DATA FOR ANALYSIS below:

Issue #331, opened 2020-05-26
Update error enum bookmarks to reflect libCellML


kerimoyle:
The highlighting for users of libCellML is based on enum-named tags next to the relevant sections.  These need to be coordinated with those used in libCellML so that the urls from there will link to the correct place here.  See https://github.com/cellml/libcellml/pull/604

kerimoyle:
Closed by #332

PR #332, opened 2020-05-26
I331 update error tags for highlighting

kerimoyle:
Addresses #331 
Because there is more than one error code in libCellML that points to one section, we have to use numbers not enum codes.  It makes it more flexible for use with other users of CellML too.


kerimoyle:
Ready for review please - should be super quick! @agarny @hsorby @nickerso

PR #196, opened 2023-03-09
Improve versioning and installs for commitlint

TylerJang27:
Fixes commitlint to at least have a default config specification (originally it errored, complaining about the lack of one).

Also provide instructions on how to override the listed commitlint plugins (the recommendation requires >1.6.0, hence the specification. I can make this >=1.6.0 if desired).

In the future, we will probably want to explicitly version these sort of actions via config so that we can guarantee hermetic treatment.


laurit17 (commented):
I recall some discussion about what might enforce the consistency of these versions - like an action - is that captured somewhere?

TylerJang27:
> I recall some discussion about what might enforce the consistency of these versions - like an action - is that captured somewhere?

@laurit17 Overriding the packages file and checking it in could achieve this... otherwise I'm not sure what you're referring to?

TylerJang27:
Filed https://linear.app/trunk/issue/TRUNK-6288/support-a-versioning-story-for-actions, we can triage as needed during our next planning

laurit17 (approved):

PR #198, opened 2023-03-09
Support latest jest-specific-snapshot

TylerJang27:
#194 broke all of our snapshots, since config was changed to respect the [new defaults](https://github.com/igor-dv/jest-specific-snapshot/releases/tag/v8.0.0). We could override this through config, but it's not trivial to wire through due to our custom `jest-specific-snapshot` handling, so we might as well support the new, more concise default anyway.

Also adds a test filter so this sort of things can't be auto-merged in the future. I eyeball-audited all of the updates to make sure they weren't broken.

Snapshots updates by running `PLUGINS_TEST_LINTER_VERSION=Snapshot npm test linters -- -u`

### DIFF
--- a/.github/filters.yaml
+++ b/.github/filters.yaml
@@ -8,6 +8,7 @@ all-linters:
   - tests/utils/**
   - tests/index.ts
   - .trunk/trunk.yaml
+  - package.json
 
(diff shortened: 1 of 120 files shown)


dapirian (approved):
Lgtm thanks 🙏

End of DATA FOR ANALYSIS.
DATA FOR ANALYSIS below:

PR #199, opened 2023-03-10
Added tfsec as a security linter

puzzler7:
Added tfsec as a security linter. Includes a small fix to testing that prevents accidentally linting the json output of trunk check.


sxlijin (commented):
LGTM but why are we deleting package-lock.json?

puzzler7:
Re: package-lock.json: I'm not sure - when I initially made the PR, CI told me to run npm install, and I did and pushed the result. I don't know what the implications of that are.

End of DATA FOR ANALYSIS.
DATA FOR ANALYSIS below:

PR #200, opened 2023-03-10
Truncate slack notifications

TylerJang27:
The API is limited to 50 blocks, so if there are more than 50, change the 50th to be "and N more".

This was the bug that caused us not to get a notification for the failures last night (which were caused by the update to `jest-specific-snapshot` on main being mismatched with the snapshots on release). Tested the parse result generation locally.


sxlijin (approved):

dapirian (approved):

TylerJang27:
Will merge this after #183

End of DATA FOR ANALYSIS.

REQUIRED WORK:
Which lines of the entries contain "have"? Count them and write only the number.

SOLUTION:
2